> Extracted records
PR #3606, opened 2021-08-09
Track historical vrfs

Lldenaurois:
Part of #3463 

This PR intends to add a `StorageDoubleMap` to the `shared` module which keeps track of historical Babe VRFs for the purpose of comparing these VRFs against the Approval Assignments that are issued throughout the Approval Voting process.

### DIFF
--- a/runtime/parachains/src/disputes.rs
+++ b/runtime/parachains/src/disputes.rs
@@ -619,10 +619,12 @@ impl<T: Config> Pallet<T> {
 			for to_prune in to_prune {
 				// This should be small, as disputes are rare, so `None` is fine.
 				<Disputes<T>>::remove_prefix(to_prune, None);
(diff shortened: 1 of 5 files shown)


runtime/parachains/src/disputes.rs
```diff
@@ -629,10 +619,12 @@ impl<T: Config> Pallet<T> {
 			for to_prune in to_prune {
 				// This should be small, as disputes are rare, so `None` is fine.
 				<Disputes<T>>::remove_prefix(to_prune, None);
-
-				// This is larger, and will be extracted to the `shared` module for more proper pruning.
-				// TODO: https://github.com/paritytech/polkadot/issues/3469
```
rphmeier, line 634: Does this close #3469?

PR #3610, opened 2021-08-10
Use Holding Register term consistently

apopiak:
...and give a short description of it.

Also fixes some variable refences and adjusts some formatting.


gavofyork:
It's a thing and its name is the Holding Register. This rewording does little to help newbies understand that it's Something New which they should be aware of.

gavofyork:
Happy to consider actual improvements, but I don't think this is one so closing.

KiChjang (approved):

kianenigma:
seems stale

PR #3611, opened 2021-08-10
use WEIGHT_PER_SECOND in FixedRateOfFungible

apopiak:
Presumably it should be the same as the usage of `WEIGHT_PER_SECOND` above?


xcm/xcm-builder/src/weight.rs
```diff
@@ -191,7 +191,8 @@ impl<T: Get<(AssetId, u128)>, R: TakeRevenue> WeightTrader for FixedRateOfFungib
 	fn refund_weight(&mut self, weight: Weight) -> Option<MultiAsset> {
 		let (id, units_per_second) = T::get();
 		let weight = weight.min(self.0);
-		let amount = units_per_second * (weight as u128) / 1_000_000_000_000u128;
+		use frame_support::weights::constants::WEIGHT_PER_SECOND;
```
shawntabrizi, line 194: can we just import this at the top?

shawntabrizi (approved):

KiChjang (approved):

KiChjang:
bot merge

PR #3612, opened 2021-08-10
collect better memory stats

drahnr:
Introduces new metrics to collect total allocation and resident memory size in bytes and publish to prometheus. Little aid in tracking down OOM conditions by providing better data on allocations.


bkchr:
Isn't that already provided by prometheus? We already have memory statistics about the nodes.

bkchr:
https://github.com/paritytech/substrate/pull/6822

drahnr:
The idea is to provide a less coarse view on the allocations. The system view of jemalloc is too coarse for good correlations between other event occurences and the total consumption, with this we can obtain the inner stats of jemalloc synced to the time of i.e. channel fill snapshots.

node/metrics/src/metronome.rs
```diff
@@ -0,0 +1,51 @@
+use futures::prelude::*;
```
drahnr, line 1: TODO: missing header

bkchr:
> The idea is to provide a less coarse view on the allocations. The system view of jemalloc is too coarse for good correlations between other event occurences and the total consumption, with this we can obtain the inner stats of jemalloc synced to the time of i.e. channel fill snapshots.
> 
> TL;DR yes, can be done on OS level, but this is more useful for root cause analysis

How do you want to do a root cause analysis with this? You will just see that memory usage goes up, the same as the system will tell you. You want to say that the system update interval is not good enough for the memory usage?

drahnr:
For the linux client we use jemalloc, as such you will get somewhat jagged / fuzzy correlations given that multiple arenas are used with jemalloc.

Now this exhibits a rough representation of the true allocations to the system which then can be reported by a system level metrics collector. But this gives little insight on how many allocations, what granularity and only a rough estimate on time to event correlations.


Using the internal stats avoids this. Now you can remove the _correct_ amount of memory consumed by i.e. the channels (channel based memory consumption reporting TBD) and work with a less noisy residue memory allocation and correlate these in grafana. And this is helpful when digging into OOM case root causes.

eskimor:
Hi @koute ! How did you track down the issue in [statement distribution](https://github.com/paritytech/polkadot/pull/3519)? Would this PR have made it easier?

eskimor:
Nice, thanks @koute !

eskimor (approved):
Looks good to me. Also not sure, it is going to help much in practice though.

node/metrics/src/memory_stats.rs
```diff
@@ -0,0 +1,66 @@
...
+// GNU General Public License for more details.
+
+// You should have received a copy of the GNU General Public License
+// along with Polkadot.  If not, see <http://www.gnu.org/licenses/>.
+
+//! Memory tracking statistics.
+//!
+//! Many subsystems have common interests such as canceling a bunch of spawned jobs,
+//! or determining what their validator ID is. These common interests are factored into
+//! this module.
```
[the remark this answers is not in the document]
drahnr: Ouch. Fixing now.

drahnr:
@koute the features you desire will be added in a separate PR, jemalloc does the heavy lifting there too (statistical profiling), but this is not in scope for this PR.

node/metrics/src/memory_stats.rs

> Try it
Using the listing above, show each line with the word "self" in it.

> Solution for this task
 	fn refund_weight(&mut self, weight: Weight) -> Option<MultiAsset> {
 		let weight = weight.min(self.0);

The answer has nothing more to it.